Stored items:
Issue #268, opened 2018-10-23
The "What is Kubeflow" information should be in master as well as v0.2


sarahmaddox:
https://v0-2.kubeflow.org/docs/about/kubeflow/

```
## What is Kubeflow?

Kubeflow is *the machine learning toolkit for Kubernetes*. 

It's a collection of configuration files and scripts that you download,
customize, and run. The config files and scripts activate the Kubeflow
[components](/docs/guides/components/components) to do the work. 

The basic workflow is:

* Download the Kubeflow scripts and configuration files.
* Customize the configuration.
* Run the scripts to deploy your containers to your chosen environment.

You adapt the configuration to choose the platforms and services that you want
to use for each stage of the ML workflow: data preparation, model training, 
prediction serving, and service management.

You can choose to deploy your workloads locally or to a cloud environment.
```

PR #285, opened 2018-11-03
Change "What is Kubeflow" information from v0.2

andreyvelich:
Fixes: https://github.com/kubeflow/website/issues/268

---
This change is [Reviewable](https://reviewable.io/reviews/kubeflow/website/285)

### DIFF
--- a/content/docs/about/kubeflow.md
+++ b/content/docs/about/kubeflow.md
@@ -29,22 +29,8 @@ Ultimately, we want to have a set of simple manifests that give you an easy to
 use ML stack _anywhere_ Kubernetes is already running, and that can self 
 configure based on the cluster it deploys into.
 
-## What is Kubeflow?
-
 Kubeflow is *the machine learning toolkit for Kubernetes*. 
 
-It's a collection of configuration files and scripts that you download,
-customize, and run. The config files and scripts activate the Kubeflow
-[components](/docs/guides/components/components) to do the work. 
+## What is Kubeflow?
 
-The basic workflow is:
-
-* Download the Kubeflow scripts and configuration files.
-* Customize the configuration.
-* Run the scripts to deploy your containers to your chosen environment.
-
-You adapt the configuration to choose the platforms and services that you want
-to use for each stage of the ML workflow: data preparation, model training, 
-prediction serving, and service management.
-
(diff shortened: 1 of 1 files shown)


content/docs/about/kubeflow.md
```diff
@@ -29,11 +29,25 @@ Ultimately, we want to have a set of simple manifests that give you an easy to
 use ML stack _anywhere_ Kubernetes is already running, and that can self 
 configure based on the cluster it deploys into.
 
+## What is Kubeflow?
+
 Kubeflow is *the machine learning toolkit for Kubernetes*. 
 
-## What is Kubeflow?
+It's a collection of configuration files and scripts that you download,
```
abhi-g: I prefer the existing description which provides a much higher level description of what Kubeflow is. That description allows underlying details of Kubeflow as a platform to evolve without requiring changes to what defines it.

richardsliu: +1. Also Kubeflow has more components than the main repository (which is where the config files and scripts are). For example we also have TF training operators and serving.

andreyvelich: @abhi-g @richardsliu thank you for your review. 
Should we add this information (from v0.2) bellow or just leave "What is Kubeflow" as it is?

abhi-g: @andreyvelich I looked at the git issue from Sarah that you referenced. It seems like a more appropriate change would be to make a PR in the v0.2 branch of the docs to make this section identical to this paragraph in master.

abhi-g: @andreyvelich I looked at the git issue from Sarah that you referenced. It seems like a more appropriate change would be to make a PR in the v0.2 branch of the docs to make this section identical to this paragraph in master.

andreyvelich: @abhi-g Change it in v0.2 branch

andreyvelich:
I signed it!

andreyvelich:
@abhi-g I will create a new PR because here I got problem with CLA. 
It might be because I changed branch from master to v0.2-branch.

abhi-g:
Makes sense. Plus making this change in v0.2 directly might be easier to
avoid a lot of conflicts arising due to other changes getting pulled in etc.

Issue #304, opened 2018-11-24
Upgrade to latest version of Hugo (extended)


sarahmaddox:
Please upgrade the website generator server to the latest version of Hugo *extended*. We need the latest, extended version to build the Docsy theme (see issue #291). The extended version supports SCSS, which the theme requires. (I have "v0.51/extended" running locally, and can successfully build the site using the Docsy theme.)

| Task item |
Write down every line of the data above that includes the string "adapt".

| Result of this exercise |
You adapt the configuration to choose the platforms and services that you want
-You adapt the configuration to choose the platforms and services that you want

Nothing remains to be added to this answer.